PCR, antigénique ou sérologique, les tests de dépistage contre le coronavirus sont divers, avec chacun leur avantage. Des scientifiques américains ont mis au point un nouveau test basé sur les ciseaux moléculaires CRISPR-Cas et dont le résultat se lit grâce à un smartphone.

Les scientifiques se creusent les méninges pour trouver des alternatives au test PCR pour dépister la Covid-19. Si ces derniers sont les plus fiables, les résultats peuvent être longs à arriver. Récemment les tests antigéniques ont fait leur arrivée dans les pharmacies françaises et promettent un résultat en 30 minutes.

Des scientifiques de l'Université de Berkeley, de Gladstone Institutes et de l'Université de Californie de San Francisco ont eu une idée plutôt originale : obtenir le résultat du test d'un dépistage de la Covid-19 grâce à son smartphone en 5 à 30 minutes. Cet outil de diagnostic se base sur la technique CRISPR-Cas et la corécipendiaire, Jennifer Doudna, du prix Nobel de chimie de 2020 qui a récompensé cette technique, a participé à son élaboration. Les détails sont parus dans la revue Cell.

L'appareil de dépistage du coronavirus élaboré par les scientifiques américains. © Daniel Fletcher et Melanie Ott

Détecter l'ARN du coronavirus sans PCR

Comment cela fonctionne-t-il ? Les scientifiques ont mis au point une construction CRISPR-Cas qui reconnaît un gène du SARS-CoV-2 directement sur son génome fait d'ARN. Au contraire de la PCR (qui est précisément une qRT-PCR), aucune rétrotranscription de l'ARN viral en ADNc et aucune amplification ne sont nécessaires pour obtenir un résultat.

Les scientifiques ont mis au point 3 ARN spécifiques, appelés ARNcr, du SARS-CoV-2 pour augmenter la sensibilité de leur test : deux qui ciblent le gène de la nucléocapside et un qui cible le gène d'enveloppe. Quand l'ARNcr reconnaît la cible, il active la protéine Cas (une caspase) auquel il est associé.

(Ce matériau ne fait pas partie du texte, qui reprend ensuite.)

PR #580, opened 2021-02-02
Enhance the display of the top down map for whatever floor the agent is currently on

Skylark0924:
## Motivation and Context
Hi there, when I use the habitat simulator for object navigation tasks, I notice that the top-down map provided by the simulator is quite confusing. **Goal bboxes and their view points from other floors are wrongly marked** in the top-down map of the current layer, which is misleading.

## How Has This Been Tested
For example, the original top-down map for finding a `cushion` in `1pXnuDYAj8r` is like this:

However, most of the highlighted goals are actually not on this layer. After adding the height condition in `nav.py`, we can finally get the correct map.

## Types of changes

## Checklist

### DIFF
--- a/habitat/tasks/nav/nav.py
+++ b/habitat/tasks/nav/nav.py
@@ -731,26 +731,34 @@ class TopDownMap(Measure):
     def _draw_goals_view_points(self, episode):
         if self._config.DRAW_VIEW_POINTS:
             for goal in episode.goals:
-                try:
-                    if goal.view_points is not None:
-                        for view_point in goal.view_points:
-                            self._draw_point(
-                                view_point.agent_state.position,
-                                maps.MAP_VIEW_POINT_INDICATOR,
-                            )
-                except AttributeError:
-                    pass
+                if goal.position[1] > \
+                    self._sim.get_agent(0).state.position[1] and \
+                    goal.position[1] < \
+                    self._sim.get_agent(0).state.position[1] + 2:
+                    try:
+                        if goal.view_points is not None:
+                            for view_point in goal.view_points:
+                                self._draw_point(
+                                    view_point.agent_state.position,
+                                    maps.MAP_VIEW_POINT_INDICATOR,
+                                )
+                    except AttributeError:
+                        pass
 
     def _draw_goals_positions(self, episode):
         if self._config.DRAW_GOAL_POSITIONS:
 
             for goal in episode.goals:
-                try:
-                    self._draw_point(
-                        goal.position, maps.MAP_TARGET_POINT_INDICATOR
-                    )
-                except AttributeError:
-                    pass
+                if goal.position[1] > \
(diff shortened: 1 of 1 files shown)


dhruvbatra:
This is great! Thank you for contributing.

Skylion007:
@Skylark0924 please run pre-commit run -a and resolve all existing linter errors.

habitat/tasks/nav/nav.py
```diff
@@ -731,26 +731,34 @@ def _draw_point(self, position, point_type):
...
-                try:
-                    if goal.view_points is not None:
-                        for view_point in goal.view_points:
-                            self._draw_point(
-                                view_point.agent_state.position,
-                                maps.MAP_VIEW_POINT_INDICATOR,
-                            )
-                except AttributeError:
-                    pass
+                if goal.position[1] > \
```
erikwijmans, line 734: Looks like this pattern is repeated a lot, can you factor that out into a helper function?  Something like 

```python
def is_one_same_floor(pt_source, pt_ref, y_tolerance=2.0):
```

Skylark0924: Sure, let me change it.

habitat/tasks/nav/nav.py
```diff
@@ -821,6 +824,14 @@ def _draw_shortest_path(
                 self.line_thickness,
             )
 
+    def _is_on_same_floor(self, pt, ref_floor_pt=None, ceiling_height=2.0):
```
erikwijmans, line 827:
```suggestion
    def _is_on_same_floor(self, height, ref_floor_height=None, ceiling_height=2.0):
```

Since it is just the y component in the function call.  This looks good other than this!

Skylark0924:
> @Skylark0924 please run pre-commit run -a and resolve all existing linter errors.

Hi, I think all the test errors are solved. Is there anything I can help with?

habitat/tasks/nav/nav.py
```diff
@@ -821,6 +824,16 @@ def _draw_shortest_path(
...
             )
 
+    def _is_on_same_floor(
+        self, height, ref_floor_height=None, ceiling_height=2.0
+    ):
+        same_floor = False
+        if ref_floor_height is None:
+            ref_floor_height = self._sim.get_agent(0).state.position[1]
+        if ref_floor_height < height < ref_floor_height + ceiling_height:
+            same_floor = True
```
Skylion007, line 834: This can be simplified to a  single return True and return False

Skylark0924: Hi, I have already changed it. Is there something else?

Skylion007 (approved):

erikwijmans (approved):

mathfac (approved):
Thank you for this amazing fix.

Ici, il ne s'agit pas de la protéine Cas9, la plus connue qui clive l'ADN, mais la protéine Cas13a qui coupe spécifiquement la molécule d'ARN. L'activité de la protéine Cas13a « allume » une molécule fluorescente, qui sert d'indicateur visuel : plus la fluorescence est forte plus il y a d'activité de la construction CRISPR-Cas13a et donc de coronavirus dans l'échantillon. La limite de détection est estimée à 100 copies de génome viral par microlitre.

Schéma récapitulatif du fonctionnement de ce test de dépistage du coronavirus encore expérimental. © Parinaz Fozouni et al. Cell

Un smartphone pour lire le résultat

Pour visualiser le résultat, pas besoin d'un appareil sophistiqué mais d'un simple smartphone. Les scientifiques ont conçu un petit boîtier, dans lequel se déroulent toutes les réactions, au-dessus duquel on peut placer l'appareil photo de son téléphone qui détectera alors la fluorescence.

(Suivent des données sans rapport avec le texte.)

PR #582, opened 2021-02-03
[PERFORMANCE] Pickle5 ConnectionWrapper for VectorEnv at least (2-5% speed up)

Skylion007:
## Motivation and Context

* [PEP 574](https://www.python.org/dev/peps/pep-0574/) introduced a zero-copy pickling method that makes the pickling of Numpy arrays significantly faster. However, this feature is only supported on the latest Pickle protocol (5) which is not used by the default for multiprocessing (or even torch.multiprocessing, although it is often used in wrappers like Queues). 

I ported and slightly modified the torch Connection wrapper code to habitat-lab and improved it by adding a pickle5 backport. The backport port brings this functionality back to Python<3.8 After using this PR, it should remove a copy from NumPy arrays.

Furthermore, this should not affect the pickling of any other parts of the code stack or any other multiprocessing code.

This speed up is likely to be a lot more on higher resolution outputs from habitat-sim as well as the sensor numbers increase.

This change should be fully backwards compatible and speed things up across the board without any code changes for the end user.

## How Has This Been Tested
Local testing shows at least 2-5% speed up in VectorEnv evaluation.  The entire test suite appears now takes 10 seconds less (despite only a fraction of the tests actually using VectorEnv.) I have tested this in Python 3.8 as well as Python 3.6.

As an aside, we should use add tests for pytest-benchmarking on common habitat-lab components like VectorEnv.

## Types of changes

## Checklist

### DIFF
--- a/habitat/utils/pickle5_multiprocessing.py
+++ b/habitat/utils/pickle5_multiprocessing.py
@@ -9,12 +9,21 @@ import sys
 from multiprocessing.connection import Connection
 from multiprocessing.reduction import ForkingPickler as _ForkingPickler
 
+from habitat.core.logging import logger
+
 if sys.version_info[:2] < (3, 8):
     # pickle 5 backport
     try:
         import pickle5 as pickle
     except ImportError:
         import pickle  # type: ignore[no-redef]
+
+        logger.warn(
+            f"""Warning pickle v5 protocol not supported.
+        Falling back to pickle version {pickle.HIGHEST_PROTOCOL}.
+        pip install pickle5 or upgrade to Python 3.8 or greater
+        for faster performance"""
+        )
 
     class ForkingPickler5(pickle.Pickler):
         wrapped = _ForkingPickler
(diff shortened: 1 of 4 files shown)


erikwijmans:
This is great!  I think we could push this further by using CPU shared memory as that would also allow observations, rewards, etc to be batched by default instead of having to batch in habitat_baselines, but that can be done later

habitat/utils/pickle5_multiprocessing.py
```diff
@@ -0,0 +1,69 @@
...
+import sys
+from multiprocessing.connection import Connection
+from multiprocessing.reduction import ForkingPickler as _ForkingPickler
+
+if sys.version_info[:2] < (3, 8):
+    # pickle 5 backport
+    try:
+        import pickle5 as pickle
+    except ImportError:
+        import pickle  # type: ignore[no-redef]
```
Skylion007, line 17: @erikwijmans Only thing I am unsure is what to log here: Should we give a warning? And should we use the `habitat.core.logger` or `warning.warn`

erikwijmans: Probably logger.  This will only run once anyways

mathfac (approved):
That's amazing. Thank you for backward compatibility. Let's merge it.

PR #586, opened 2021-02-04
Fix DDP Reduction in PyTorch 1.7 when the model has unused parameters

erikwijmans:
## Motivation and Context

PyTorch 1.7 slightly changed the way Reducer should be used when the model has unused parameters, leading to DD-PPO breaking when the model does, why this is certainly an edge case, it is a problem.  

This PR solve this and attempts to solve future issues by using a wrapper to interface with DDP's forward call instead of using the undocumented Reducer APIs.  While I am not sure if this won't cause it's own issues since it is kinda hacky, this seems like it has the potential to be better.

## How Has This Been Tested

Tested on a model with unused parameters.  I will write a test for this before merging this, but don't have time today.

## Types of changes

### DIFF
--- a/habitat_baselines/rl/ddppo/algo/ddppo.py
+++ b/habitat_baselines/rl/ddppo/algo/ddppo.py
@@ -102,12 +102,15 @@ class DecentralizedDistributedMixin:
                         find_unused_parameters=find_unused_params,
                     )
 
-        self._evaluate_actions = Guard(_EvalActionsWrapper(self.actor_critic), self.device)  # type: ignore
+        self._evaluate_actions_wrapper = Guard(_EvalActionsWrapper(self.actor_critic), self.device)  # type: ignore
 
-    def evaluate_actions(
+    def _evaluate_actions(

« Nous avons choisi d'utiliser des téléphones portables comme base de détection pour notre appareil car ils ont une interface utilisateur intuitive et des appareils photo très sensibles qu'on peut utiliser pour détecter la fluorescence », explique Daniel Fletcher, chercheur en bioingénierie à Berkeley et collaborateur de cette recherche.

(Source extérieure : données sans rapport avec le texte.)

PR #594, opened 2021-02-20
[Baselines Performance]Force pytorch to be single threaded

erikwijmans:
## Motivation and Context

PyTorch keeps making more CPU things multi-threaded and that always ends up reducing our perf when training is being done on the GPU, so force it to be single threaded.

## How Has This Been Tested

Torch is single threaded!

## Types of changes

### DIFF
--- a/habitat_baselines/config/default.py
+++ b/habitat_baselines/config/default.py
@@ -44,10 +44,15 @@ _C.LOG_INTERVAL = 10
 _C.LOG_FILE = "train.log"
 _C.FORCE_BLIND_POLICY = False
 _C.VERBOSE = True
-# PyTorch keeps making more CPU things multi-threaded and that
-# always ends up reducing our perf when training is being done on the GPU,
-# so force it to be single threaded.
-_C.FORCE_TORCH_SINGLE_THREADED = True
+# For our use case, the CPU side things are mainly memory copies
+# and nothing of substantive compute. PyTorch has been making
+# more and more memory copies parallel, but that just ends up
+# slowing those down dramatically and reducing our perf.
+# This forces it to be single threaded.  The default
+# value is left as false as it's different than how
+# PyTorch normally behaves, but all configs we provide
+# set it to true and yours likely should too
+_C.FORCE_TORCH_SINGLE_THREADED = False
 # -----------------------------------------------------------------------------
 # EVAL CONFIG
 # -----------------------------------------------------------------------------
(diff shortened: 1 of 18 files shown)


habitat_baselines/config/default.py
```diff
@@ -44,6 +44,10 @@
 _C.LOG_FILE = "train.log"
 _C.FORCE_BLIND_POLICY = False
 _C.VERBOSE = True
+# PyTorch keeps making more CPU things multi-threaded and that
+# always ends up reducing our perf when training is being done on the GPU,
+# so force it to be single threaded.
+_C.FORCE_TORCH_SINGLE_THREADED = True
```
Skylion007, line 50: This config should control the number of threads, you could have 0, -1, or -2 be the default behavior and otherwise pass things to PyTorch.

I am little skeptical this is ALWAYS a good default to have, it definitely is for DDPPO, but what about other baselines? Are we sure this threading slow things down even on very HIGH core count machine? Furthermore, this could be bad if you need to evaluate parts of your model on the CPU.

I would have it be strickly overriden in another conf rather than be a default in buried in the config here. It screams a bit of a performance gotcha later down the line.

Skylion007 (changes requested):
Concerned a bit about the config and the defaults for ALL baselines.

habitat_baselines/config/default.py
erikwijmans: I've felt a same way for a long time (which I why I am just doing this now despite knowing about this for a long time). I've now seen so many times when multi-threaded pytorch just makes things way slower, we are talking 2x to 3x performance improvement by making it single threaded.  They seem to be increasing the number of things that are multi-threaded so that makes the handling individual cases untenable.

> Are we sure this threading slow things down even on very HIGH core count machine

Yes, the higher the core count the more important this is.  The biggest thing it is making parallel that shouldn't be are memory copies.  My guess it that this is a good idea for mobile but on x86 machines parallel copies are an awful idea because `memcpy` is a hardware instruction that does direct DRAM to DRAM transfers so making it parallel only serves to add contention on the memory bus.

En pratique, voilà comment se déroule un test de dépistage avec ce dispositif : après le prélèvement nasopharyngé grâce à un écouvillon, l'ARN du virus est extrait de l'échantillon, puis placé dans la machine. Le résultat apparaît environ cinq minutes plus tard pour une personne ayant une charge virale importante et jusqu'à 30 minutes pour les charges virales les plus faibles, sous la forme d'une fluorescence plus ou moins intense détectée par l'appareil photo d'un smartphone. Pour le moment, le dispositif mis en place par les scientifiques américains n'est qu'un prototype qui doit encore être peaufiné pour être utilisable à grande échelle.